Mail volume was down overall by 4.9 billion pieces from 2016 to 2017. First-class mail declined by 2.5 billion pieces and marketing mail by 2.6 billion. But packages actually increased by 600 million pieces and is expected to grow another 400 million pieces this year.

If package delivery were properly priced, the Postal Service should be showing increased profits rather than increased losses.

Yet, first-class mail remains its most profitable line — with $2.16 in revenue for every $1 in expenditures, and packages continue to impose more costs on the Postal Service than they take in. This is because the Postal Service does not assess its own costs correctly, experts say.
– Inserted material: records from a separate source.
PR #193, opened 2018-08-03
Offline maps event

zugaldia:
This PR adds a new `MapOfflineEvent` event to the Maps SDK list of events.

It's still a WIP - not all fields are finalized, and tests are missing.

cc: @electrostat @Guardiola31337 for early eyes.

### DIFF
--- a/libtelemetry/src/main/java/com/mapbox/android/telemetry/MapEventFactory.java
+++ b/libtelemetry/src/main/java/com/mapbox/android/telemetry/MapEventFactory.java
@@ -21,6 +21,7 @@ public class MapEventFactory {
   private static final int NO_NETWORK = -1;
   private static final String NOT_A_LOAD_MAP_EVENT_TYPE = "Type must be a load map event.";
   private static final String NOT_A_GESTURE_MAP_EVENT_TYPE = "Type must be a gesture map event.";
+  private static final String NOT_AN_OFFLINE_MAP_EVENT_TYPE = "Type must be an offline map event.";
   private static final String MAP_STATE_ILLEGAL_NULL = "MapState cannot be null.";
   private static final Map<Integer, String> ORIENTATIONS = new HashMap<Integer, String>() {
     {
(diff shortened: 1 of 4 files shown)


asheemmamoowala:
@zugaldia  [#11447](https://github.com/mapbox/mapbox-gl-native/pull/11447) adds support for shapes to define offline regions. In addition to the bounding box, it would be helpful if the telemetry data also collects the zoom range and geometry type (for shape-based regions).  

With the geometry type, it would be helpful to understand how developers use the offline regions  - for example - routes vs admin boundaries.

zugaldia:
@asheemmamoowala totally, thanks for linking the ongoing work. For now this WIP PR is targeting the fields in [`OfflineRegionDefinition`](https://github.com/mapbox/mapbox-gl-native/blob/master/platform/android/MapboxGLAndroidSDK/src/main/java/com/mapbox/mapboxsdk/offline/OfflineRegionDefinition.java) which is the base interface we use for all regions, and it only has knowledge of bounds. I'm definitely interested in adding more fields, to support https://github.com/mapbox/mapbox-gl-native/pull/11447 and the current `OfflineTilePyramidRegionDefinition`.

osana:
Related PR in event-schema repo : https://github.com/mapbox/event-schema/pull/64

libtelemetry/src/main/java/com/mapbox/android/telemetry/MapEventFactory.java
```diff
@@ -21,6 +21,7 @@
   private static final int NO_NETWORK = -1;
   private static final String NOT_A_LOAD_MAP_EVENT_TYPE = "Type must be a load map event.";
   private static final String NOT_A_GESTURE_MAP_EVENT_TYPE = "Type must be a gesture map event.";
+  private static final String NOT_AN_OFFLINE_MAP_EVENT_TYPE = "Type must be an offline map event.";
```
electrostat: Can be removed, since we are no longer worried about type for this event during creation.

Currently, the Postal Service assesses 5.5 percent of its institutional costs to shipping packages when experts say the actual cost is 25 percent or higher. This is how the Postal Service came to charge $2 per package to do last-mile delivery for Amazon although it cost the Postal Service $3.46 per package to make the delivery, according to a study by Citibank.

This is how Amazon gets a deal no competitor can touch. It promised so much volume — the Postal Service now handles last-mile delivery on nearly half its packages — that the Postal Service has committed to Sunday and holiday delivery schedules and hired thousands of temporary or low-level employees just to keep pace.

Amazon knows this deal is too sweet to last. That’s why it is setting up its own network for last-mile delivery.

Then there’s the $200 million the Postal Service spent in 2015 to buy 270,000 hand-held scanners to track what were mostly Amazon packages and $5 billion to buy 190,000 delivery vehicles that were more expensive to purchase and will cost more to operate because they are designed to handle increased package business.

The Postal Service has lost more than $60 billion since 2007 and has lost at least $1 billion in each of those years. Postal leaders claim it is hampered by a leadership process in which elected officials meddle in the work of management and impose cost, price and market restraints that make it impossible to turn a profit.

But the fact is the Postal Service makes big deals that place it at a significant disadvantage.

If only there were someone in government who knew something about the art of the deal, someone who had made profits with massive enterprises in heavily regulated industries. If only.